Retype every record below exactly as it is written.

Saved entries:
********************
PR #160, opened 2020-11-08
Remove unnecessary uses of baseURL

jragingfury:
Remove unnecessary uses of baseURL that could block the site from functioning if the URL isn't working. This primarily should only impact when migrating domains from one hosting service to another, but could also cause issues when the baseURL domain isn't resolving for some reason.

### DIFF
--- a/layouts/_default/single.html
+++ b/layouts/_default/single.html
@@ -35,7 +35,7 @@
********************
Solution to this exercise:
PR #160, opened 2020-11-08
Remove unnecessary uses of baseURL

jragingfury:
Remove unnecessary uses of baseURL that could block the site from functioning if the URL isn't working. This primarily should only impact when migrating domains from one hosting service to another, but could also cause issues when the baseURL domain isn't resolving for some reason.

### DIFF
--- a/layouts/_default/single.html
+++ b/layouts/_default/single.html
@@ -35,7 +35,7 @@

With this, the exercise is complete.